O líder americano assinalou que a África segue como vítima das guerras, das epidemias e do subdesenvolvimento econômico, além da corrupção e das práticas antidemocráticas. Ele ainda reconheceu a responsabilidade do colonialismo, afirmando que é fácil acusar os demais, "mas o Ocidente não é responsável pela destruição da economia do Zimbábue na última década, ou pelas guerras que recrutam crianças como combatentes".

 

"No meu país, os afro-americanos, incluindo muitos imigrantes recentes, têm obtido sucesso em vários setores da sociedade. Conseguimos isso apesar de um passado difícil, e tiramos essa força de nossa herança africana. Com instituições fortes e determinação sei que os africanos podem viver seus sonhos em Nairóbi e Lagos; em Kigali e Kinshasa; em Harare e bem aqui em Acra," disse Obama. "Não será fácil. Isso vai levar tempo e muito esforço. Haverá sofrimento e obstáculos. Mas eu posso prometer uma coisa a vocês: a América estará ao seu lado, como parceira, como amiga."

 

Obama insistiu para que todas as nações apoiem governos "fortes e sustentáveis". "A história nos oferece um veredicto claro: governos que respeitam os desejos de seu povo são mais prósperos, estáveis e têm mais sucesso", afirmou.
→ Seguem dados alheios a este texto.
PR #451, opened 2020-09-01
NE-408: Allow configuring ELB connection idle timeout

Miciah:
#### Bump openshift/api for ELB connection idle timeout

Bump to github.com/openshift/api@b25f69a603a76ccc809f986c9f5811f0825febbb to get the AWS ELB connection idle timeout API.

* `go.mod`: Update.
* `go.sum`:
* `pkg/manifests/bindata.go`:

#### `test/e2e`: import API errors package as `apierrors`

Import the apimachinery errors package as "apierrors".

* `test/e2e/operator_test.go`: Import the "k8s.io/apimachinery/pkg/api/errors" package as "apierrors" so as not to conflict with the standard "errors" package.

#### `desiredLoadBalancerService`: Simplify with "lb" var

* `pkg/operator/controller/ingress/load_balancer_service.go` (`desiredLoadBalancerService`): Introduce an "lb" variable to shorten some long lines.

#### `desiredLoadBalancerService`: Check for nil LB status

* `pkg/operator/controller/ingress/load_balancer_service.go` (`desiredLoadBalancerService`): Add a nil check just in case `status.endpointPublishingStrategy.LoadBalancer` is nil somehow.

#### setDefaultPublishingStrategy: Rework GCP logic

Rework the GCP load-balancer provider parameters defaulting logic in preparation for the next change.  Besides simplifying the logic, this change also changes the defaulting logic to ignore unknown provider parameters and to ignore provider parameters for platforms other than the actual platform.  These changes should avoid surprises when more provider parameters are added to the API later on as well as prevent weird behavior when the user sets GCP provider parameters on non-GCP clusters.

* `pkg/operator/controller/ingress/controller.go` (`setDefaultPublishingStrategy`): Rework defaulting logic for GCP load-balancer provider parameters.

#### Allow configuring ELB connection idle timeout

* `pkg/operator/controller/ingress/controller.go` (`setDefaultPublishingStrategy`): Handle changes to the connection idle timeout for an AWS ELB.
* `pkg/operator/controller/ingress/controller_test.go` (`TestSetDefaultPublishingStrategyHandlesUpdates`): Add test cases for changing the ELB connection idle timeout.
* `pkg/operator/controller/ingress/load_balancer_service.go` (`awsELBConnectionIdleTimeoutAnnotation`): New constant.
(`managedLoadBalancerServiceAnnotations`): Add `awsELBConnectionIdleTimeoutAnnotation`.
(`desiredLoadBalancerService`): Set the connection idle timeout annotation if the ingresscontroller specifies a non-nil `connectionIdleTimeout` value.
* `pkg/operator/controller/ingress/load_balancer_service_test.go` (`TestDesiredLoadBalancerServiceAWSIdleTimeout`): New test.
* `test/e2e/operator_test.go` (`TestAWSELBConnectionIdleTimeout`): New test.
* `test/e2e/util.go` (`buildSlowHTTPDPod`): New helper for `TestAWSELBConnectionIdleTimeout`.

----

Related to https://github.com/openshift/enhancements/pull/461.


Miciah:
In [the last e2e-aws-operator run](https://prow.ci.openshift.org/view/gs/origin-ci-test/pr-logs/pull/openshift_cluster-ingress-operator/451/pull-ci-openshift-cluster-ingress-operator-master-e2e-aws-operator/1512083107149254656), `TestConfigurableRouteRBAC`, `TestConfigurableRouteNoSecretNoRBAC`, `TestConfigurableRouteNoConsumingUserNoRBAC`, `TestHostNetworkEndpointPublishingStrategy`, and `TestAWSELBConnectionIdleTimeout` failed.  The last failed with the following error message:
```
     operator_test.go:2208: failed to get ingresscontroller: Get "https://api.ci-op-1yr8trkg-43abb.origin-ci-int-aws.dev.rhcloud.com:6443/apis/operator.openshift.io/v1/namespaces/openshift-ingress-operator/ingresscontrollers/test-idle-timeout": http2: client connection lost 
```
I could add some retry logic around the `Get` call that failed, but the E2E tests have a lot of `Get` calls without retry logic, and the other failures in the test run lead me to think that the cluster had some other issue unrelated to this PR.  

/retest

Miciah:
Latest push adds a unit test that I had forgotten to commit.

Miciah:
Latest push adds a test case that I had also forgotten to commit.

Miciah:
In [the last e2e-aws-operator run](https://prow.ci.openshift.org/view/gs/origin-ci-test/pr-logs/pull/openshift_cluster-ingress-operator/451/pull-ci-openshift-cluster-ingress-operator-master-e2e-aws-operator/1512204867488190464), `TestConfigurableRouteNoSecretNoRBAC`, `TestConfigurableRouteNoSecretNoRBAC`, `TestConfigurableRouteNoConsumingUserNoRBAC`, and `TestHostNetworkEndpointPublishingStrategy` failed.  The last is showing up a lot [in search.ci](https://search.ci.openshift.org/?search=FAIL%3A+TestHostNetworkEndpointPublishingStrategy&maxAge=336h&context=2&type=build-log&name=cluster-ingress-operator&excludeName=&maxMatches=5&maxBytes=20971520&groupBy=job).

/retest

pkg/operator/controller/ingress/controller.go
```diff
@@ -412,19 +412,31 @@ func setDefaultPublishingStrategy(ic *operatorv1.IngressController, infraConfig
...
+			var lbType operatorv1.LoadBalancerProviderType
+			if specLB.ProviderParameters != nil {
+				lbType = specLB.ProviderParameters.Type
 			}
-
-			if specLB.ProviderParameters != nil && statusLB.ProviderParameters != nil &&
-				specLB.ProviderParameters.GCP != statusLB.ProviderParameters.GCP {
-				ic.Status.EndpointPublishingStrategy.LoadBalancer.ProviderParameters.GCP = specLB.ProviderParameters.GCP
-				changed = true
+			switch lbType {
```
candita, line 419: Can you add a comment here, like the comment in the previous revision?

candita: This comment is meant for commit f68e0326feb3cf713f0

pkg/operator/controller/ingress/controller.go
```diff
@@ -412,19 +412,63 @@ func setDefaultPublishingStrategy(ic *operatorv1.IngressController, infraConfig
 				changed = true
 			}
```
candita, line 414: Is this change fixing a bug? Can you add a comment here, to replace the one you removed?

pkg/operator/controller/ingress/controller_test.go
```diff
@@ -337,6 +353,18 @@ func TestSetDefaultPublishingStrategyHandlesUpdates(t *testing.T) {
 			expectedResult: false,
 			expectedIC:     makeIC(spec(elb()), status(nlb())),
 		},
+		{
+			name:           "loadbalancer ELB connection idle timeout changed from unset to 2m",
+			ic:             makeIC(spec(elbWithIdleTimeout(&metav1.Duration{Duration: 2 * time.Minute})), status(elb())),
```
candita, line 358: Why is the test case initially `status(elb())` and not `status(elbWithIdleTimeout(nil))`?

pkg/operator/controller/ingress/load_balancer_service.go
```diff
@@ -338,10 +346,10 @@ func desiredLoadBalancerService(ci *operatorv1.IngressController, deploymentRef
 
 			// Set the GCP Global Access annotation for internal load balancers on GCP only
 			if platform.Type == configv1.GCPPlatformType {
-				if ci.Status.EndpointPublishingStrategy.LoadBalancer.ProviderParameters != nil &&
-					ci.Status.EndpointPublishingStrategy.LoadBalancer.ProviderParameters.Type == operatorv1.GCPLoadBalancerProvider &&
-					ci.Status.EndpointPublishingStrategy.LoadBalancer.ProviderParameters.GCP != nil {
-					globalAccessEnabled := ci.Status.EndpointPublishingStrategy.LoadBalancer.ProviderParameters.GCP.ClientAccess == operatorv1.GCPGlobalAccess
+				if lb.ProviderParameters != nil &&
```
candita, line 349: Could `lb` be nil?

pkg/operator/controller/ingress/load_balancer_service.go
```diff
@@ -353,16 +361,23 @@ func desiredLoadBalancerService(ci *operatorv1.IngressController, deploymentRef
...
-			} else {
-				service.Annotations[awsLBHealthCheckIntervalAnnotation] = awsLBHealthCheckIntervalDefault
+			service.Annotations[awsLBHealthCheckIntervalAnnotation] = awsLBHealthCheckIntervalDefault
+			if lb != nil && lb.ProviderParameters != nil {
+				if aws := lb.ProviderParameters.AWS; aws != nil && lb.ProviderParameters.Type == operatorv1.AWSLoadBalancerProvider {
+					switch aws.Type {
+					case operatorv1.AWSNetworkLoadBalancer:
+						service.Annotations[AWSLBTypeAnnotation] = AWSNLBAnnotation
+						// NLBs require a different health check interval than CLBs.
+						// See <https://bugzilla.redhat.com/show_bug.cgi?id=1908758>.
```
candita, line 371: Scattering bug numbers around feels like it's going to be a problem once Bugzilla is gone.

pkg/operator/controller/ingress/controller.go
```diff
@@ -412,19 +412,63 @@ func setDefaultPublishingStrategy(ic *operatorv1.IngressController, infraConfig
...
+					if v := specLB.ProviderParameters.AWS.ClassicLoadBalancerParameters.ConnectionIdleTimeout; v != nil {
+						specIdleTimeout = *v
+					}
+				}
+				if statusLB.ProviderParameters != nil && statusLB.ProviderParameters.AWS != nil && statusLB.ProviderParameters.AWS.ClassicLoadBalancerParameters != nil {
+					if v := statusLB.ProviderParameters.AWS.ClassicLoadBalancerParameters.ConnectionIdleTimeout; v != nil {
+						statusIdleTimeout = *v
+					}
+				}
+				if specIdleTimeout != statusIdleTimeout {
```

Mais cedo, Obama disse esperar que sua viagem prove que o continente não está isolado de questões mundiais. Ele ainda ressaltou o sucesso econômico de Gana. Reformas no país produtor de cacau e ouro, e que deve começar a extrair petróleo no próximo ano, também ajudaram a trazer investimentos e crescimento sem precedentes antes do impacto da crise financeira mundial.

 

Ganenses em camisetas amarelas com fotos de Obama ao lado de Mills esperavam por um rápido olhar do presidente norte-americano, um herói no continente por causa de suas raízes como filho de um imigrante queniano. Mas a forte segurança fez com que apenas alguns poucos populares conseguissem acenar para ele. Nenhum evento público foi planejado para Obama no país, em parte por medo de que a confusão na visita do ex-presidente Bill Clinton se repita. Em 1998, Clinton quase causou uma tragédia ao falar para 500 mil ganenses. Na confusão, ele chegou a pular na multidão - para o desespero de seus seguranças -, tentando ajudar uma mulher.

 

Obama nunca teve vergonha de mostrar sua herança de imigrante africano como parte de sua história. Aqui, ele a usou para expressar empatia e suavizar suas críticas. Seu avo, que nasceu no Quênia, foi um cozinheiro quando o país ainda era uma colônia britânica, e chegou a ser preso durante a luta pela independência do Quênia. Seu pai, por sua vez, seguiu para os Estados Unidos estudar quando a economia queniana era maior e mais rica em termos per capita que a sul coreana.